● **Exercise details**:
How many lines of the listing contain the string "limit"? Only the number is wanted.

● **Listed entries**:

——————

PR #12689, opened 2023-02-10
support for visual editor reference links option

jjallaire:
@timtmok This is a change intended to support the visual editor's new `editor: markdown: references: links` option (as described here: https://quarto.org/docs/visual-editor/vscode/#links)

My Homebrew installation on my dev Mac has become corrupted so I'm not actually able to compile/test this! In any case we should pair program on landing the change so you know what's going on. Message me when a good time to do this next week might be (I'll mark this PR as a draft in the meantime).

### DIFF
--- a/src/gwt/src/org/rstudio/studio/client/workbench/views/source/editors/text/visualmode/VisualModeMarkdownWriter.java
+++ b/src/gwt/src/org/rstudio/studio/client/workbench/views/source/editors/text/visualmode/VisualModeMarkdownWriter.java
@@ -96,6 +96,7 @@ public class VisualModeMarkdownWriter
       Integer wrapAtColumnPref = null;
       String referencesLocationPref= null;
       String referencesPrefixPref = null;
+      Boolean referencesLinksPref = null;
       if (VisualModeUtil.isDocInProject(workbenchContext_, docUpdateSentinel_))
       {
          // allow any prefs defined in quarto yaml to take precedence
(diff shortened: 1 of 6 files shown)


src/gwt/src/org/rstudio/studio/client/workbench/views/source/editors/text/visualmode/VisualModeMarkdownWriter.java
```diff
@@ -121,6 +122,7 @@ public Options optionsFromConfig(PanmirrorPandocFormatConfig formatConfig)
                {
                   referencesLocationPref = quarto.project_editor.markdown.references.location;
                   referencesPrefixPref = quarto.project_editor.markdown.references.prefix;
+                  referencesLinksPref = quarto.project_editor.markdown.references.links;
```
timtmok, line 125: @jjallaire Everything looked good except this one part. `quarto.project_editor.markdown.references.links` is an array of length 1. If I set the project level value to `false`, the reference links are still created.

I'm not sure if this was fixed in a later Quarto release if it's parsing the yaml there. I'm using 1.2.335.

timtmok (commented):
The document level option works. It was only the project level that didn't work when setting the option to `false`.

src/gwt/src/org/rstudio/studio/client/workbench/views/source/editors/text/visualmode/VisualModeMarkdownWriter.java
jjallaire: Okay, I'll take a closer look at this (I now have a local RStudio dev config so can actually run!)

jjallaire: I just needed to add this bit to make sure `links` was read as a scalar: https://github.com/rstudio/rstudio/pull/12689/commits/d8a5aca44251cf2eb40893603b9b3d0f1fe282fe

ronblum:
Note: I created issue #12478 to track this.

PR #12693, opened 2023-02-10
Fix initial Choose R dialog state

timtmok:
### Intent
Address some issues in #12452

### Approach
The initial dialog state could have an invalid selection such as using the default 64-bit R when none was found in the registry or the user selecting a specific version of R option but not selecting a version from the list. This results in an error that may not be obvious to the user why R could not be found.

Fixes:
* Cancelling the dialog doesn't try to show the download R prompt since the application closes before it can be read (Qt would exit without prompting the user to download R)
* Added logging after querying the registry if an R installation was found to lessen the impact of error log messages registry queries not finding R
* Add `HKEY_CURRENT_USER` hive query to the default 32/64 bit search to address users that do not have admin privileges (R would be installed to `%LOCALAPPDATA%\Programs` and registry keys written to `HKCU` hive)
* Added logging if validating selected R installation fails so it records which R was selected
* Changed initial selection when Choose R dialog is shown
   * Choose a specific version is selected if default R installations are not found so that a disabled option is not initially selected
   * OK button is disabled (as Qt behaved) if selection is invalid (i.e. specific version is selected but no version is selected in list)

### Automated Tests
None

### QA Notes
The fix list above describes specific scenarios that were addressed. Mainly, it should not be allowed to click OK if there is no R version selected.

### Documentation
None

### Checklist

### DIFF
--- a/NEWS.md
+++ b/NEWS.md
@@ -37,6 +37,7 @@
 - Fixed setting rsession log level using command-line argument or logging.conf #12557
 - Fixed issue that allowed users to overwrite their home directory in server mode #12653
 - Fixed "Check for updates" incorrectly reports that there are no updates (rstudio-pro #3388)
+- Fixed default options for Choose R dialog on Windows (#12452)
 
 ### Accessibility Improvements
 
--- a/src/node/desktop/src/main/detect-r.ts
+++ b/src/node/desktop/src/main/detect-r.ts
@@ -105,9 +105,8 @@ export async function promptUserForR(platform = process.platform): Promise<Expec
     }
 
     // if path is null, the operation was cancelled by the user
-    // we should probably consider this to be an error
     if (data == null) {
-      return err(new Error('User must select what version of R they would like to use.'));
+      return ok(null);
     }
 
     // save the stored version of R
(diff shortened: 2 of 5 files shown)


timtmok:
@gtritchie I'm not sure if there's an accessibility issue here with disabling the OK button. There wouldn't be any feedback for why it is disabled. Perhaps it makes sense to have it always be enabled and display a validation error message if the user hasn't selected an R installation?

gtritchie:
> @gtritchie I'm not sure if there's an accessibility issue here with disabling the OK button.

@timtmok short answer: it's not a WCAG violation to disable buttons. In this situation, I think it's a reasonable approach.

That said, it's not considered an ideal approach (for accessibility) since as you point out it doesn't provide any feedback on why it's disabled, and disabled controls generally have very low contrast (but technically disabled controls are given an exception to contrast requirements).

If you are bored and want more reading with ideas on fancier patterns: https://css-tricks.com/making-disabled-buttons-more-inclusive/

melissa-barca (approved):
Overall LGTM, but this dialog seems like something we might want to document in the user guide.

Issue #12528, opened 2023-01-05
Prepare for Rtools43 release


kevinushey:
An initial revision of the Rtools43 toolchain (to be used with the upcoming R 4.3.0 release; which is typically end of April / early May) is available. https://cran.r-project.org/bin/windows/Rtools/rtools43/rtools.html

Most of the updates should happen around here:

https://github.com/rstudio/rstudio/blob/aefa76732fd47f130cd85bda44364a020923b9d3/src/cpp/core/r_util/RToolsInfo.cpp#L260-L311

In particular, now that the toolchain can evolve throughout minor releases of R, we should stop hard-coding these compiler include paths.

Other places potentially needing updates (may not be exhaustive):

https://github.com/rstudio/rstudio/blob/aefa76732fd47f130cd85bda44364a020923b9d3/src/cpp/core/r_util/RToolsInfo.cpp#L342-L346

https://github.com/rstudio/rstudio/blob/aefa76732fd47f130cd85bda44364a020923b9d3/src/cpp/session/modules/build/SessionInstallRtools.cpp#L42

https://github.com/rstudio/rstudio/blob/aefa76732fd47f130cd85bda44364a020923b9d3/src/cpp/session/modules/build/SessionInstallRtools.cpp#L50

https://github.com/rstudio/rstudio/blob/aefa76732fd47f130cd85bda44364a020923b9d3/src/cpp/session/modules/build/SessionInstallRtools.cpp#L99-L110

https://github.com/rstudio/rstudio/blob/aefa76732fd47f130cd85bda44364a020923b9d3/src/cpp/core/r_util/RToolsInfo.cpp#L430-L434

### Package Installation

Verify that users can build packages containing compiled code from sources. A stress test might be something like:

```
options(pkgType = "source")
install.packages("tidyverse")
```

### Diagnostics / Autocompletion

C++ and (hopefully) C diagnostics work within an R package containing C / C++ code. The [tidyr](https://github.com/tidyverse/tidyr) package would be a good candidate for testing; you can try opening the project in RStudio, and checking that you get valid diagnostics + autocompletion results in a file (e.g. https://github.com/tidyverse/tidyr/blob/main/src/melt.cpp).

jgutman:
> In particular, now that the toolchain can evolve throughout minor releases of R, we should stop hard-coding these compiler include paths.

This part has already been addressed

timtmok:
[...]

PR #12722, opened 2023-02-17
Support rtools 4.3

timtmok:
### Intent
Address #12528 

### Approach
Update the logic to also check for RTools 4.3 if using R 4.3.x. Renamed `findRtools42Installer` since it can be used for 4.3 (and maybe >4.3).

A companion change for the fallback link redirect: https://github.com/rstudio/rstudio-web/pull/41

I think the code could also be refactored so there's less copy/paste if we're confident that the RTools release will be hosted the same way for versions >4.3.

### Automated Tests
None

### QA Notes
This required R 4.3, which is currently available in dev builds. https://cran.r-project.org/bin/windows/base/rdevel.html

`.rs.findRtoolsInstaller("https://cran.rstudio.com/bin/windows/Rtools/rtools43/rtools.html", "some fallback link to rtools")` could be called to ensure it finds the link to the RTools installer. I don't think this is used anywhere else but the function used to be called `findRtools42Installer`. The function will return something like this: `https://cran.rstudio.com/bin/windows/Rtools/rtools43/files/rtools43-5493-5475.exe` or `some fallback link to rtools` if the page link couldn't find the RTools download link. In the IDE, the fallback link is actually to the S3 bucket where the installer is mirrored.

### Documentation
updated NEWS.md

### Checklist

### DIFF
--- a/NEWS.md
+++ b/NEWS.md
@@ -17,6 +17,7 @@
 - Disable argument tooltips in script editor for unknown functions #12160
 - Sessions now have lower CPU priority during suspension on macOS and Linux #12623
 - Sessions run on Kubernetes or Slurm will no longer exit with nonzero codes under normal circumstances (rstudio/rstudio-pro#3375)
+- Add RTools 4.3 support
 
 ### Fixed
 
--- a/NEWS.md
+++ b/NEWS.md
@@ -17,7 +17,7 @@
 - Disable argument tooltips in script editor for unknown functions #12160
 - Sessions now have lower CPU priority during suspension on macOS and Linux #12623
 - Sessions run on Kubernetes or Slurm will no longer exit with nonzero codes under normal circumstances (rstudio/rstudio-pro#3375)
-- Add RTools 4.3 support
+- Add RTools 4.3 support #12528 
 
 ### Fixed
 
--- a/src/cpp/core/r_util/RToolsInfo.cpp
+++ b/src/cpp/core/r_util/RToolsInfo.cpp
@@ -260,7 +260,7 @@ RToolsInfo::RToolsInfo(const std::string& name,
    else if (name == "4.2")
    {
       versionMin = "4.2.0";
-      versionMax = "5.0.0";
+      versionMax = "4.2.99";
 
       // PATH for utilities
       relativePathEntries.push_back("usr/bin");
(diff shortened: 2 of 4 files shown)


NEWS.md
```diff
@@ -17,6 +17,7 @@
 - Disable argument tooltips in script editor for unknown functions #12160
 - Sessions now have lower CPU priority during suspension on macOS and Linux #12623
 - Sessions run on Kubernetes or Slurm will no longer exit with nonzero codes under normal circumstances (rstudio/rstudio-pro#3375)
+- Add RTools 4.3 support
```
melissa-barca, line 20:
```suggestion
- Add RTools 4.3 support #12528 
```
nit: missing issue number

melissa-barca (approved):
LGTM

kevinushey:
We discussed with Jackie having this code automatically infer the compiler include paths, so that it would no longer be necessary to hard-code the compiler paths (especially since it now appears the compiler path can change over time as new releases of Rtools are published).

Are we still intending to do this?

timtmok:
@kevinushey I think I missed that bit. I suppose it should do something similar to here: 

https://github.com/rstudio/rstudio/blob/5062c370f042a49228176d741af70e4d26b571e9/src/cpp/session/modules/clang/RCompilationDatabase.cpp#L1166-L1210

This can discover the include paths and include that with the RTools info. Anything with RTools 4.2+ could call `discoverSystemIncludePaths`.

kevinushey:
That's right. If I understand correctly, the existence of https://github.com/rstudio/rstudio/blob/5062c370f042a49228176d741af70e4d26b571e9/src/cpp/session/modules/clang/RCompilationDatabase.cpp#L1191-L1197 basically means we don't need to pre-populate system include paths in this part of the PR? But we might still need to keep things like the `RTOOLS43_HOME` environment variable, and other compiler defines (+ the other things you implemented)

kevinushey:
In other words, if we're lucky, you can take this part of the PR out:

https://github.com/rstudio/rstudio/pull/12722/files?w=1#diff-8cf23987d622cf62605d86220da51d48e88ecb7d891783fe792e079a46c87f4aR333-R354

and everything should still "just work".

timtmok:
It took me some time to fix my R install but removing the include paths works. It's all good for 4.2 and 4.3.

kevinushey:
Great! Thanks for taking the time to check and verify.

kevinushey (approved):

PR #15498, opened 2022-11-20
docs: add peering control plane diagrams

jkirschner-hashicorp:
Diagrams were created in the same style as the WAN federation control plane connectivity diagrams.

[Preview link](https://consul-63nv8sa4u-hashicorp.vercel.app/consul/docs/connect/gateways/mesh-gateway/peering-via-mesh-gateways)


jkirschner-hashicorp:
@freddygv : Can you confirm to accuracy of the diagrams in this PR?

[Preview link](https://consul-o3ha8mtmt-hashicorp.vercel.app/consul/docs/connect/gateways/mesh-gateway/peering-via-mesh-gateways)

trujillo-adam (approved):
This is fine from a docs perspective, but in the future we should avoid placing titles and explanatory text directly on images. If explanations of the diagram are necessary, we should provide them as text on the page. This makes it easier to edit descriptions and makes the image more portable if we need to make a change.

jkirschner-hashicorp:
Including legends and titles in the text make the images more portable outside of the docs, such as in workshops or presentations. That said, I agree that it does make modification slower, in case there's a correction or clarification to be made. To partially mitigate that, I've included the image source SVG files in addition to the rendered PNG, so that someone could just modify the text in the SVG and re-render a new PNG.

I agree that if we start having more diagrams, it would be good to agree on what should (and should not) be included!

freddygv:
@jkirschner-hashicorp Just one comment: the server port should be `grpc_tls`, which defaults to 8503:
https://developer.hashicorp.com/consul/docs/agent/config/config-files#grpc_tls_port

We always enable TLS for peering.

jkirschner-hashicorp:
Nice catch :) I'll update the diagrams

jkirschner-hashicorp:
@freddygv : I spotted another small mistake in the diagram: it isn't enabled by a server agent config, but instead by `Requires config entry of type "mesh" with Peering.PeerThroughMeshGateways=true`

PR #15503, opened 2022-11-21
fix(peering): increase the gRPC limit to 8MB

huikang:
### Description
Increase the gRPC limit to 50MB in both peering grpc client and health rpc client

——————

● **Answer to this task**:
2